» **TASK GOAL**:
The response should contain only those lines of the entries below that include the string "banner".

◇ ◇ ◇ ◇

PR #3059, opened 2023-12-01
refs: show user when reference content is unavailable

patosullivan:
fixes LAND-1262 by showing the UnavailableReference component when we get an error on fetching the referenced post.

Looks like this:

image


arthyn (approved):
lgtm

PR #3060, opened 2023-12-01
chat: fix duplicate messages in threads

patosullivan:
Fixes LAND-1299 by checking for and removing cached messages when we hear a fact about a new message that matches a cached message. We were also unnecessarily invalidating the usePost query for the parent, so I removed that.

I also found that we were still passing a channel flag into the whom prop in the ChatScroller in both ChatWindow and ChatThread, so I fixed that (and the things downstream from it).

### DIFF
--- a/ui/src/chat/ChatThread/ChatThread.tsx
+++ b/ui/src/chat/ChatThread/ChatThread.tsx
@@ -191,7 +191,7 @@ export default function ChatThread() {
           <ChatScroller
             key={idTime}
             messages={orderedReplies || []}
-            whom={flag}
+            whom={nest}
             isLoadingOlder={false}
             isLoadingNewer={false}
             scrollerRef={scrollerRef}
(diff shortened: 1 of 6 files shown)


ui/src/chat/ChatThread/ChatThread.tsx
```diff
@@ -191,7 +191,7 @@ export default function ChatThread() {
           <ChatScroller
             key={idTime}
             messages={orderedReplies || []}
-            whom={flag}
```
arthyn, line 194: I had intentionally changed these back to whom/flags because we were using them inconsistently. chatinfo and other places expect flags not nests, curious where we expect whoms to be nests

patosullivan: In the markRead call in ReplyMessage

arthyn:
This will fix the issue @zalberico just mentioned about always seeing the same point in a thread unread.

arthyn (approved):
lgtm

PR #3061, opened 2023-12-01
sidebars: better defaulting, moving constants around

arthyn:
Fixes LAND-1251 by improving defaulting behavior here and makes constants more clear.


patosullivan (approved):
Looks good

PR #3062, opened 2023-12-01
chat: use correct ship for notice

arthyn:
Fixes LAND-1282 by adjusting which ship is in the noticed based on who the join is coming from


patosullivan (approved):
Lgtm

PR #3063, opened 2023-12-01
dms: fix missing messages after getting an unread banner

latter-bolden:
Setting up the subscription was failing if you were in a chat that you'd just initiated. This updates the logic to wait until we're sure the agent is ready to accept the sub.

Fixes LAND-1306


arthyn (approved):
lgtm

◇ ◇ ◇ ◇

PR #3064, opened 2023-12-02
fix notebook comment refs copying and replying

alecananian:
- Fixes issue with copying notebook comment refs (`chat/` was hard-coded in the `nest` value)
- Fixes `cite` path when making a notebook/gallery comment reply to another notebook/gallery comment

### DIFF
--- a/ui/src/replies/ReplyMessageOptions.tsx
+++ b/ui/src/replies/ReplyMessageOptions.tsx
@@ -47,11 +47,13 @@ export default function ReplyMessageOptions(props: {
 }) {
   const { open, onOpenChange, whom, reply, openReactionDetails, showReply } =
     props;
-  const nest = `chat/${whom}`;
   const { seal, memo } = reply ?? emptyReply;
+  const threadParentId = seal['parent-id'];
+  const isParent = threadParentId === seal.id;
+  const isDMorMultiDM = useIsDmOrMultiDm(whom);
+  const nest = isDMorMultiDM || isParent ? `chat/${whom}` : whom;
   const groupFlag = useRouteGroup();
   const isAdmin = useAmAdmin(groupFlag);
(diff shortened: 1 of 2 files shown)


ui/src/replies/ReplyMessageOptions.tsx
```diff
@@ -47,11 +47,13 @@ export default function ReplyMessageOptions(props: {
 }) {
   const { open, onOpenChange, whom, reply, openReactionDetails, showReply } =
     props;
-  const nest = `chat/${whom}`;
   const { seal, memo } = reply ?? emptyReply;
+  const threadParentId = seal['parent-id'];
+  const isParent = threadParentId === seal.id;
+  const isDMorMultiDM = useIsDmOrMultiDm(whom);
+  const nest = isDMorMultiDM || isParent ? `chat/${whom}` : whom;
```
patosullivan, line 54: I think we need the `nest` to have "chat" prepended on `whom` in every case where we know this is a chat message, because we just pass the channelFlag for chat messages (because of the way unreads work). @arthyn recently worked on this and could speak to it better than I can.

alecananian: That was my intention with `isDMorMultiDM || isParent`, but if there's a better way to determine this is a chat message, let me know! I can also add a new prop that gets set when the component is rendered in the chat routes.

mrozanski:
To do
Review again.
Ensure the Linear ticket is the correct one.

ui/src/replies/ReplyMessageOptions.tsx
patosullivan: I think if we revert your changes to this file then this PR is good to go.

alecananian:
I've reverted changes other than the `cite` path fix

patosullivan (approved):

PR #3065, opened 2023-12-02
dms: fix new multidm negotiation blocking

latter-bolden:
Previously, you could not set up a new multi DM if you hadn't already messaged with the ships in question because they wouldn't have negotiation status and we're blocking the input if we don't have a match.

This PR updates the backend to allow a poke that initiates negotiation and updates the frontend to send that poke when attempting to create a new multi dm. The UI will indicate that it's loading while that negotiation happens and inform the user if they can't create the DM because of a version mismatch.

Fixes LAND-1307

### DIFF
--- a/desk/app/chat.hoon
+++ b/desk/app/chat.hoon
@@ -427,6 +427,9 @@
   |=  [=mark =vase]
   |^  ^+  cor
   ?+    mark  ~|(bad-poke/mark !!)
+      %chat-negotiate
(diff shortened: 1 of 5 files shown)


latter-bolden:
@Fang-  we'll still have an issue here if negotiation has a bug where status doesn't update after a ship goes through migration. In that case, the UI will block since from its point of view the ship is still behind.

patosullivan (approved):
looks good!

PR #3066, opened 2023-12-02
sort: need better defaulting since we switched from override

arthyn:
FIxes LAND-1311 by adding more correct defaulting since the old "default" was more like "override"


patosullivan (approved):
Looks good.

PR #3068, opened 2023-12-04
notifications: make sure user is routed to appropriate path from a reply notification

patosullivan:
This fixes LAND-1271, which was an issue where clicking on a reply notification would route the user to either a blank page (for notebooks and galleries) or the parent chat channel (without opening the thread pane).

◇ ◇ ◇ ◇

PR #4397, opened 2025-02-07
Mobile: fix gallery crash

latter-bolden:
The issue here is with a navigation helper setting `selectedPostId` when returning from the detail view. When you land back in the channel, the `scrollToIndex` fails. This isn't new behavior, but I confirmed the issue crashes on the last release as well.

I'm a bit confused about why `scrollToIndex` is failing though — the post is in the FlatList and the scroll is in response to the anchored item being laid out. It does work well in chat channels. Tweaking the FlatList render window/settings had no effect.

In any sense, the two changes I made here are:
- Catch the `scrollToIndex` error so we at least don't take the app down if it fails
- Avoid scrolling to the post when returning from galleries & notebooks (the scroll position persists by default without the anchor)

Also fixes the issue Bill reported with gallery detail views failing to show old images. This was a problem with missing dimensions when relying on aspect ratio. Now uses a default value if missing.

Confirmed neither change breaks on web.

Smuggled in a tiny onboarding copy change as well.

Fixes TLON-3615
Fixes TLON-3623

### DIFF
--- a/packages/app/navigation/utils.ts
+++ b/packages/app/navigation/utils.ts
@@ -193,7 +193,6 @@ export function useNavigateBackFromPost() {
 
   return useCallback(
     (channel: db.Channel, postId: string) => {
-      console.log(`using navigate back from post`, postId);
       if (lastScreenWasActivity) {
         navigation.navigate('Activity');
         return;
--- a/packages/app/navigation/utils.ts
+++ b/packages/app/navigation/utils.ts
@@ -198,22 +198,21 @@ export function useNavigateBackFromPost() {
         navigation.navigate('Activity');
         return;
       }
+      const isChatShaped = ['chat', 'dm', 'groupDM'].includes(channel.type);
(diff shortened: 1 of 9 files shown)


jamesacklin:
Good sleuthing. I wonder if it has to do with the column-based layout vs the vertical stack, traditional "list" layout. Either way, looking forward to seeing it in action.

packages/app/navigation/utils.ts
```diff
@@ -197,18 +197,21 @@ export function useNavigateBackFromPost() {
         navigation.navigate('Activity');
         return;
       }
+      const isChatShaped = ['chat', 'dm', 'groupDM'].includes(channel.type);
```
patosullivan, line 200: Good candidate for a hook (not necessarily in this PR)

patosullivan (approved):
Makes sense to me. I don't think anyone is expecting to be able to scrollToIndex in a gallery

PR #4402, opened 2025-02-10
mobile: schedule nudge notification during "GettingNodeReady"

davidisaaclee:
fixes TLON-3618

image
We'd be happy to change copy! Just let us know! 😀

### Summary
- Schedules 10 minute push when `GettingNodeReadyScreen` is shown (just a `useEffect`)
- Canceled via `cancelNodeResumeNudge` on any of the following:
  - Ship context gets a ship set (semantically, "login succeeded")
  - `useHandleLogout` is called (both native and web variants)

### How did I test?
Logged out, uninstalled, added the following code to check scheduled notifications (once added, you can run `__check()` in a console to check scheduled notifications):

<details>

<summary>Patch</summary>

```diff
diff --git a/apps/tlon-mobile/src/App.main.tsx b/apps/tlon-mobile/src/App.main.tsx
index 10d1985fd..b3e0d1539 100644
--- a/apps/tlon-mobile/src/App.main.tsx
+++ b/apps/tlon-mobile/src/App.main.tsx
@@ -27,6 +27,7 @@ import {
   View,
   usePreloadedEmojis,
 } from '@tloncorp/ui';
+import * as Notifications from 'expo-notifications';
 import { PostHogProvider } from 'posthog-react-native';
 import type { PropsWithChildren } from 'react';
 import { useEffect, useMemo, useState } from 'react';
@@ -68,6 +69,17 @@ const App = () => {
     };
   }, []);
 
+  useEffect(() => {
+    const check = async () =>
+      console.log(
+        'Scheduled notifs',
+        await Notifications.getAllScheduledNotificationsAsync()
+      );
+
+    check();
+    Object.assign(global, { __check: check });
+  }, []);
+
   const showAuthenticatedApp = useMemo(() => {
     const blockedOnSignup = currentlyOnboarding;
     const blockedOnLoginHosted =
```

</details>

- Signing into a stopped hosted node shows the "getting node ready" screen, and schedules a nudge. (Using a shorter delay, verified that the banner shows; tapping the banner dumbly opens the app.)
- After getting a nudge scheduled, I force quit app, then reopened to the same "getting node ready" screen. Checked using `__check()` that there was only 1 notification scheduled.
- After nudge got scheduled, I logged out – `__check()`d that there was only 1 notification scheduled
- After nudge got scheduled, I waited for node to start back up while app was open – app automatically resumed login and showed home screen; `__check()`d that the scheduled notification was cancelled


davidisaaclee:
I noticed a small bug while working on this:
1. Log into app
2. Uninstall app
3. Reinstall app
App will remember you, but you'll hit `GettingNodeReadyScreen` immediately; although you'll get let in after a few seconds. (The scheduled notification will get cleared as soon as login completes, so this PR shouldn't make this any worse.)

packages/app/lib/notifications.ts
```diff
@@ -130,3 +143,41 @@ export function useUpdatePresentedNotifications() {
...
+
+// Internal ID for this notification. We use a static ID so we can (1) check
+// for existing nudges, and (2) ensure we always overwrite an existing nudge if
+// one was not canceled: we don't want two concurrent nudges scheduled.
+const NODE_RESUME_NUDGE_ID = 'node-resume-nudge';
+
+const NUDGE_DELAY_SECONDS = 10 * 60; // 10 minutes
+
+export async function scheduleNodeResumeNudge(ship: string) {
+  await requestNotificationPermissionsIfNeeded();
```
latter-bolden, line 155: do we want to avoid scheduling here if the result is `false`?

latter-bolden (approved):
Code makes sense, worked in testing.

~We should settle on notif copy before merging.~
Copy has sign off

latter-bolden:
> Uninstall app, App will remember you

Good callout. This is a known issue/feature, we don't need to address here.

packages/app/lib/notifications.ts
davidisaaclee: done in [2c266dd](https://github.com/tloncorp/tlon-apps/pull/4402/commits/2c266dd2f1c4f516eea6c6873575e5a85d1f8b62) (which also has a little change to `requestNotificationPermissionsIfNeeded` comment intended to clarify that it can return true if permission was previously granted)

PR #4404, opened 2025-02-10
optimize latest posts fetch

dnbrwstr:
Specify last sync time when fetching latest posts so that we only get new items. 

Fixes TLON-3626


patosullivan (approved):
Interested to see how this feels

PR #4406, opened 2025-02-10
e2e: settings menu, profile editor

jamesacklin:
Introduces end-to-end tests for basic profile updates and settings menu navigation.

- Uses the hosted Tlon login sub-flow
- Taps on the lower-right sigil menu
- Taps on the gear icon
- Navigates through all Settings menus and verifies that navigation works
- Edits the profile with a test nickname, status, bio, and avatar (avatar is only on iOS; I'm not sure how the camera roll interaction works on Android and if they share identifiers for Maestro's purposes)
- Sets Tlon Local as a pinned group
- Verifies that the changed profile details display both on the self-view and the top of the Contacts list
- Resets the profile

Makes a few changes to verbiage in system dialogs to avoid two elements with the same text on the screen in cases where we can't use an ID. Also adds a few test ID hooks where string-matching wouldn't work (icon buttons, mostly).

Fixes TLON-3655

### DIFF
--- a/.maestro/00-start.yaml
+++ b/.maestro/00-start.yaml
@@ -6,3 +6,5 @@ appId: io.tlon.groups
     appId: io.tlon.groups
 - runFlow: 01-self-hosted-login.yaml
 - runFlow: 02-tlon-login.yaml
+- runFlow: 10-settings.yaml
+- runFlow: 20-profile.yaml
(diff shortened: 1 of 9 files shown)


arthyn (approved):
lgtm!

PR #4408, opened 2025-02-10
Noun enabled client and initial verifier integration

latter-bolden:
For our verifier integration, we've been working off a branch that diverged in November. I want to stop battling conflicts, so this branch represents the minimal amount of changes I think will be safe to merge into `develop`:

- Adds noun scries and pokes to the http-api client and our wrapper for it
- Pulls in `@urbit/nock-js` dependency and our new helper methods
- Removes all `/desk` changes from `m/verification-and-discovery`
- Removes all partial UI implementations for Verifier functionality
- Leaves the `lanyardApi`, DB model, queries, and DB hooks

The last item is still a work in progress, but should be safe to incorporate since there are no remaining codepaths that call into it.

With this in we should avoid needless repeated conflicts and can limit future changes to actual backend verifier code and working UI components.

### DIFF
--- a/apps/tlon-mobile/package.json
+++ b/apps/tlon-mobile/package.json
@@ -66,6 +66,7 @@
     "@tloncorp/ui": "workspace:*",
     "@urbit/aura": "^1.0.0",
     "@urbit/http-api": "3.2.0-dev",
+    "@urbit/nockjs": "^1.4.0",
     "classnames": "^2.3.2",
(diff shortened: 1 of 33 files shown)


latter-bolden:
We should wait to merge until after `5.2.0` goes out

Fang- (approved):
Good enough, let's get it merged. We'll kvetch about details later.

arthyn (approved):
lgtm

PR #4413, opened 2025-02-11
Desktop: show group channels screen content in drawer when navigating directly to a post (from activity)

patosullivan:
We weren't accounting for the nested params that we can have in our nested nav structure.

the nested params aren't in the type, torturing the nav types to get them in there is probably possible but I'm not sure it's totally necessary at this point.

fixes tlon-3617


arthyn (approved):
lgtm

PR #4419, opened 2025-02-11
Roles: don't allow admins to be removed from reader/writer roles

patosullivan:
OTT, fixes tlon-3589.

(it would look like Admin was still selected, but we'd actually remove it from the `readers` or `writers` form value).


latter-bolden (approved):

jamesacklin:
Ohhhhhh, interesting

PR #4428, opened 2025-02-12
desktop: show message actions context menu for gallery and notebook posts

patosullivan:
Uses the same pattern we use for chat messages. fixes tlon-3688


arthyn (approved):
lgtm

◇ ◇ ◇ ◇

» **EXERCISE SOLUTION**:
dms: fix missing messages after getting an unread banner
- Signing into a stopped hosted node shows the "getting node ready" screen, and schedules a nudge. (Using a shorter delay, verified that the banner shows; tapping the banner dumbly opens the app.)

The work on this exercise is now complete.